Nel corso dell’anno e mezzo da quando sono diventata presidente, ho avviato molte iniziative e intrecciato alleanze istituzionali che realizzano nel concreto gli ideali del Soroptimist. A cominciare dal corso Miur – Soroptimist “Prevenzione della violenza contro le donne: percorsi di formazione-educazione al rispetto delle differenze’; uno sforzo immenso, riguardante almeno una ventina di province, rivolto a docenti delle scuole di ogni ordine e grado e che sviluppa un’azione a largo raggio verso tutti gli attori del processo educativo, docenti, alunni, famiglie, con 10 diversi moduli formativi in presenza, ma anche in modalità e-learning; proseguendo col corso di formazione sulla Leadership al femminile in collaborazione con la Sda Bocconi.Per l’Expo, il Soroptimist Italia ha una presenza assai significativa e un’interlocuzione forte con WE Women for Expo. E’ già previsto per il 7 giugno, a Lecco, nell’ambito di un incontro, dal titolo “WE Italian Soroptimists for Expo’ la presentazione e premiazione dei migliori progetti realizzati dai club sui temi del cibo, sulla cultura dell’alimentazione e sugli sprechi alimentari.Inoltre, abbiamo sostenuto dei corsi Paralegali in Ruanda, condivisi da tutti i club e un progetto di microcredito ‘Un mulino per le donne del Mali’, promosso dal club di Piacenza insieme a tutti i club romagnoli. Entrambi, vincitori del premio ‘Visibilità e Comunicazione’, saranno presentati ciascuno per una settimana al grande pubblico dell’Expo, presso gli spazi del Padiglione Italia: il primo dal 5 all’11 giugno 2015 e l’altro dal 12 al 18 giugno.

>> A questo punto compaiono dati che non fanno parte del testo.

Issue #641, opened 2021-03-14
unigram_model_trainer stuck on "Extracting frequent sub strings..."


Talisberg:
Hey,
I'm trying to train the tokenizer and it's stuck on "Extracting frequent sub strings".

I'm using the pip installation for the package, in 2 different machines
1. Windows, i7, 16 cores, 16 RAM
2. linux ubuntu, 16 cores, 120 RAM

args:
```
max_sentence_length: 1000,
vocab_size: 8000,
max_sentencepiece_length: 10,
model_type: UNIGRAM,
num_threads: 16
```

and the same thing has happened in both machines:
1st Test:
a file with 20,000 Sentences.
```
CPU times: user 4.47 s, sys: 84 ms, total: 4.55 s
Wall time: 2.32 s
```

2nd Test
same 20,000 Sentences copied 12 times to the same file
about 240,000 total sentences.

and here it gets stuck on "Extracting frequent sub strings" 
until I just gave up.

so 2 questions:
1. what can I do to improve the running performances
2. under >Fast and lightweight: Segmentation speed is around 50k sentences/sec, and memory footprint is around 6MB.>
what was the environment to get such results?

And Am I missing something?

thiennp223:
For me, just because it takes time to process.

I waited and it runs okay.

AdolfVonKleist:
I have encountered the same issue for some time.  I tracked it down to this line:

Un gran lavoro, sul fronte nazionale e internazionale.

Mica è finita qui! Altri punti nodali del mio ‘percorso presidenziale’ sono rappresentati da iniziative sulla medicina di genere; dal concorso rivolto ai Giovani talenti della musica; sulla Toponomastica femminile e da convegni sul ruolo delle donne nel corso della Grande Guerra, di cui quest’anno ricorre il centenario. Siamo una associazione sempre più feconda d’idee e di riconoscibilità sociale, oltre che territoriale. Lo testimonia la nascita di numerosi nuovi Club (Valchiavenna, Valle Umbra, Fermo e, a breve, Viterbo).Il tutto come concreta dimostrazione che, come dice il nostro ‘grido di battaglia’: “Cultura e impegno, la nostra forza”.